- _About this task_:
Print, exactly as written, every line from the first line of the records below through the line containing "### Steps To Reproduce", and nothing further.

(Provided entries)

Issue #756, opened 2023-12-07
query limit should always be a positive value


anandgupta42:
### Expected behavior

We need to make sure that query limit should always be a positive value. Add a check to prevent users from putting negative value.

### Actual behavior

The user can put negative value

### Steps To Reproduce

1. set the value as -500 before executing the query

![Screenshot 2023-12-06 at 9 36 13 PM](https://github.com/AltimateAI/vscode-dbt-power-user/assets/93243293/0e5b6816-d863-4099-a1bd-2c6b8f4db38f)

### Operating System

all versions

### dbt version

all versions

### dbt Adapter

all adapters

### dbt Power User version

0.27.2

### Are you willing to submit PR?

- [ ] Yes I am willing to submit a PR!

PR #758, opened 2023-12-08
fix: set 1 as min query limit value

saravmajestic:
## Overview
This PR makes the query limit input to reset to 1 if user has entered negative value.

resolves: #756 

## Checklist

### DIFF
--- a/package.json
+++ b/package.json
@@ -13,7 +13,7 @@
   "bugs": {
     "url": "https://github.com/AltimateAI/vscode-dbt-power-user/issues"
   },
-  "version": "0.28.0",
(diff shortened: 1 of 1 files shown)


mdesmet:
This is not the only way to set the limit. We should throw an error if the limit is set to an invalid value through vscode settings as well.

mdesmet:
@saravmajestic:

I meant using onDidChangeConfiguration: [Event](https://code.visualstudio.com/api/references/vscode-api#Event)<[ConfigurationChangeEvent](https://code.visualstudio.com/api/references/vscode-api#ConfigurationChangeEvent)>

Issue #679, opened 2023-10-28
add support for exposures in table lineage view


anandgupta42:
### Describe the feature

add support for exposures in table lineage view

### Who will benefit?

All the users who have exposures defined in their dbt project and also use the lineage panel

### Are you willing to submit PR?

- [ ] Yes I am willing to submit a PR!

PR #759, opened 2023-12-08
feat: show exposures node in lineage panel

saravmajestic:
## Overview
As part of this PR, `exposures` from dbt will be displayed in new lineage panel view. Also `View details` will show basic details of the exposure in sidebar

Resolves: #679 

Screenshot:
image

## Checklist


new_lineage_panel/src/TableDetails.tsx
```diff
@@ -73,23 +74,6 @@ const ColumnCard: FunctionComponent<{
   );
 };
 
-const PurposeSection: FunctionComponent<{
```
saravmajestic, line 76: Extracted this to separate component

tsconfig.json
```diff
@@ -10,12 +10,15 @@
     "types": ["reflect-metadata", "node"],
     "lib": ["es6", "es2020", "dom"],
     "sourceMap": true,
-    "rootDir": "src",
-    "strict": true /* enable all strict type-checking options */
+    "rootDir": ".",
```
saravmajestic, line 13: TODO: verify if this is not breaking any build

AdiGajbhiye:
UI looks good. Maybe one thing that we can do is hide cards that don't have content, like tags in the above screenshot.
@ppradnesh @anandgupta42  what do you think?

.vscode/settings.json
```diff
@@ -1,11 +1,11 @@
...
\ No newline at end of file
+  "files.exclude": {
+    "out": false // set this to true to hide the "out" folder with the compiled JS files
+  },
+  "search.exclude": {
+    "out": true // set this to false to include "out" folder in search results
+  },
+  // Turn off tsc task auto detection since we have the necessary tasks as npm scripts
+  "typescript.tsc.autoDetect": "off"
+}
```
mdesmet, line 11: Revert change

types/dbt/exposure.ts
```diff
@@ -0,0 +1,14 @@
...
+  label?: string;
+  maturity?: "high" | "medium" | "low";
+  name: string;
+  owner: { email: string; name: string };
+  tags: [string];
+  unique_id: string;
+  url?: string;
+  type: "dashboard" | "notebook" | "analysis" | "ml" | "application";
+  config: { enabled: boolean };
+};
```
mdesmet, line 14: Move to domain.ts

mdesmet (commented):
LGTM except some minor things.

types/dbt/exposure.ts
saravmajestic: `domain.ts` has types specific to altimate extension types and also could not be shared with other packages in the repo. Reason for creating separate types directory is to have abstraction and ability to share between packages in repo. Also this particular file is to define types of dbt core apis, which is needed in all packages. Please let me know if you think it is still to be moved to domain.ts. @mdesmet

.vscode/settings.json
saravmajestic: done

types/dbt/exposure.ts
mdesmet: I get what you are trying to do but it is premature. The other classes are actually also dbt core related data classes. Please move it to domain and also name the class similar to the other classes, ie. without Dbt prefix.

Let's first think this refactoring through instead of just applying it to one class.

types/domain.ts
```diff
@@ -0,0 +1,9 @@
+import { DbtExposure } from "./dbt/exposure";
+
+export interface ExposureMetaData extends DbtExposure {
+  path: string;
+  unique_id: string;
```
mdesmet, line 5: This is also present in DbtExposure?

What's the logic behind splitting this, as I think some of the data here is coming from dbt as well?

saravmajestic: These are extra attributes added on top of dbt type from manifest

src/domain.ts
```diff
@@ -72,6 +71,24 @@ interface TestMetaData {
...
+export interface ExposureMetaData {
+  description?: string;
+  depends_on: { macros: [string]; nodes: [string]; sources: [string] };
+  label?: string;
+  maturity?: "high" | "medium" | "low";
+  name: string;
+  owner: { email: string; name: string };
+  tags: [string];
+  url?: string;
+  type: "dashboard" | "notebook" | "analysis" | "ml" | "application";
```
mdesmet, line 83: Can we type that to string. We don't wanna fail because dbt adds a new type.

src/domain.ts
```diff
@@ -72,6 +71,24 @@ interface TestMetaData {
   column_name?: string;
 }
 
+export interface ExposureMetaData {
+  description?: string;
+  depends_on: { macros: [string]; nodes: [string]; sources: [string] };
+  label?: string;
+  maturity?: "high" | "medium" | "low";
```
mdesmet, line 78: Can we type that to string. We don't wanna fail because dbt adds a new type.

mdesmet (commented):
LGTM code wise. Can you add exposures to our dbt project than I will test it.

mdesmet (approved):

(End Provided entries)

- _Solved exercise_:
Issue #756, opened 2023-12-07
query limit should always be a positive value


anandgupta42:
### Expected behavior

We need to make sure that query limit should always be a positive value. Add a check to prevent users from putting negative value.

### Actual behavior

The user can put negative value

### Steps To Reproduce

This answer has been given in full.